Problem details: Search the records below for the word "used", then return every line where it appears.

Data to use:
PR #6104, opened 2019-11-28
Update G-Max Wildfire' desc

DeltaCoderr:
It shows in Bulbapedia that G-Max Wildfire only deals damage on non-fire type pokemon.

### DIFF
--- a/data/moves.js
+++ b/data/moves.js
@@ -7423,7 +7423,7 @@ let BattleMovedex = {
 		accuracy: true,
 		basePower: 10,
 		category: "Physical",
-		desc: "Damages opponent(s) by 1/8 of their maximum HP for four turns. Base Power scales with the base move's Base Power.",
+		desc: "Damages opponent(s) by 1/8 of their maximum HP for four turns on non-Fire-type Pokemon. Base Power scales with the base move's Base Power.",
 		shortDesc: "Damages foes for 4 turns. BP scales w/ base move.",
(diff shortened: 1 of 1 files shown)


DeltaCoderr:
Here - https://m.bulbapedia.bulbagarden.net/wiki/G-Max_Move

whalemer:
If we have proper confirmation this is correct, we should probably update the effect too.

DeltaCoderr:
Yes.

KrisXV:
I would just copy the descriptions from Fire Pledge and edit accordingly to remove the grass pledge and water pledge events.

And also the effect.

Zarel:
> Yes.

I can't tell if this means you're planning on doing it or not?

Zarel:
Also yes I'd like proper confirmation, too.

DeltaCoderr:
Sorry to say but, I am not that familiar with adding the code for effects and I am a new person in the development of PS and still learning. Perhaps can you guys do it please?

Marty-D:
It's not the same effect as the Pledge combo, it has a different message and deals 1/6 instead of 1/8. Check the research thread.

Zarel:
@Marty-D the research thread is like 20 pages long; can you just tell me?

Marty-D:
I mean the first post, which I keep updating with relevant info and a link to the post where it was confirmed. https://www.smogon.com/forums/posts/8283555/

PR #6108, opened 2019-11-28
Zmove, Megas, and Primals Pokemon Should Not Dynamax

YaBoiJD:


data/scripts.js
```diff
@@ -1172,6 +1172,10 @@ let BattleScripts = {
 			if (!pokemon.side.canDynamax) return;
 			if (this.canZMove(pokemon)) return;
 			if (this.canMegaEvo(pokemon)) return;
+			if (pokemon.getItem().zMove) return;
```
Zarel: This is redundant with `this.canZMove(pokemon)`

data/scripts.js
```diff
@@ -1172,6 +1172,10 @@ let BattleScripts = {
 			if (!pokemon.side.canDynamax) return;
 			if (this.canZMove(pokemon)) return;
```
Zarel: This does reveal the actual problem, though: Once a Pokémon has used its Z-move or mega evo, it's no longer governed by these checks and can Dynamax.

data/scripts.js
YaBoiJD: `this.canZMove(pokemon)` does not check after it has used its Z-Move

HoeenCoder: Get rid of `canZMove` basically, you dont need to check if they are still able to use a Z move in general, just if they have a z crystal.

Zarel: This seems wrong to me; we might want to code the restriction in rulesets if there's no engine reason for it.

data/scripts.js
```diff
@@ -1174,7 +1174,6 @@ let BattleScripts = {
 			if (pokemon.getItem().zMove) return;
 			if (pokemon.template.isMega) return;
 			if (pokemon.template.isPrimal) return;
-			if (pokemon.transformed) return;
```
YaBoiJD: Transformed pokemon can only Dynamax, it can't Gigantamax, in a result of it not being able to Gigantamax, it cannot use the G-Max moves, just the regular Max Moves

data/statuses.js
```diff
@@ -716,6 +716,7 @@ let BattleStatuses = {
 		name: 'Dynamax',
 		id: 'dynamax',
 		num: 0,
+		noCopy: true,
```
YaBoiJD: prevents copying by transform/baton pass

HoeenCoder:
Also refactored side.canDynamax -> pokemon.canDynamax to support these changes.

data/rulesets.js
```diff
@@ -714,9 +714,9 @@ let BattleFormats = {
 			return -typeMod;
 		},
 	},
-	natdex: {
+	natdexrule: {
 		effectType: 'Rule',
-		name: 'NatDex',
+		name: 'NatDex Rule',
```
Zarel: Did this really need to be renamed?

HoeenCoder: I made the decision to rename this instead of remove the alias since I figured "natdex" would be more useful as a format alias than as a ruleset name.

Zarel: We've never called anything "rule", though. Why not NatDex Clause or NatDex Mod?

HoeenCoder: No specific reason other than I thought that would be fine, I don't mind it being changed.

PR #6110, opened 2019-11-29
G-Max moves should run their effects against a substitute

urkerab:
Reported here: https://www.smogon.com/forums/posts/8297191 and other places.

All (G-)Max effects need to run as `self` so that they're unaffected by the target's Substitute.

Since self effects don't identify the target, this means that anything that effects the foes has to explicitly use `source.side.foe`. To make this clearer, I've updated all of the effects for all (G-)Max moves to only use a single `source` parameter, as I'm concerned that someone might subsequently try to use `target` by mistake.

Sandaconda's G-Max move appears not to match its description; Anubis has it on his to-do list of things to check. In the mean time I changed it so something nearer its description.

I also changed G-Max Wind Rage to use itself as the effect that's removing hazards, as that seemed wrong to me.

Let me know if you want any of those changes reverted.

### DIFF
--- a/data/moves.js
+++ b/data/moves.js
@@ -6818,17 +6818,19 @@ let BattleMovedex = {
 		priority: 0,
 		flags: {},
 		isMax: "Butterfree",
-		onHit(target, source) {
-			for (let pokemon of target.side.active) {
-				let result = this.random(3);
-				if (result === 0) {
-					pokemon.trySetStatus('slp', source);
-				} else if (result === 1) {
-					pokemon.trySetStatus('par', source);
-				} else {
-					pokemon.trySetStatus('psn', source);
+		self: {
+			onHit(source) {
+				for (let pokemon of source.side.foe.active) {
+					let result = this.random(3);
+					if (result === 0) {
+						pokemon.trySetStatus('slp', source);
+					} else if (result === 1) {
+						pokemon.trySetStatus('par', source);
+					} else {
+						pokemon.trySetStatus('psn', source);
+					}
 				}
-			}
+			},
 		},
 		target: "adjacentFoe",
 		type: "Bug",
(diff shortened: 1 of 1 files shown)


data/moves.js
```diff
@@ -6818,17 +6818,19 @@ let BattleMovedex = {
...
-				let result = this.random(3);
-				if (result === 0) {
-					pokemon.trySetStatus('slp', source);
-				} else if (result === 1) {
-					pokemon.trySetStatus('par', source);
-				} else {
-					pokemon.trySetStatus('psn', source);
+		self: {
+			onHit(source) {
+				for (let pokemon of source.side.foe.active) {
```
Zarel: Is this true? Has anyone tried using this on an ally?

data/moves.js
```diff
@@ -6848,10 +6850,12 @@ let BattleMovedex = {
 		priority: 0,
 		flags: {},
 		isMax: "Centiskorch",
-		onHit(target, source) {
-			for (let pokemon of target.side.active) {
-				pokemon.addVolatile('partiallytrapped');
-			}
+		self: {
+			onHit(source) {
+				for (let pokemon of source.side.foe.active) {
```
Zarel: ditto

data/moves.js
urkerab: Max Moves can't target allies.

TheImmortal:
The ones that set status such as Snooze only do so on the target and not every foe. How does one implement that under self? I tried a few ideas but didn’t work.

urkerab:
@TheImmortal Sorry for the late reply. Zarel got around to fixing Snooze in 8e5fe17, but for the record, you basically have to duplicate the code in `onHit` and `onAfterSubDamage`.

Output of the exercise:
Zarel: This does reveal the actual problem, though: Once a Pokémon has used its Z-move or mega evo, it's no longer governed by these checks and can Dynamax.
YaBoiJD: `this.canZMove(pokemon)` does not check after it has used its Z-Move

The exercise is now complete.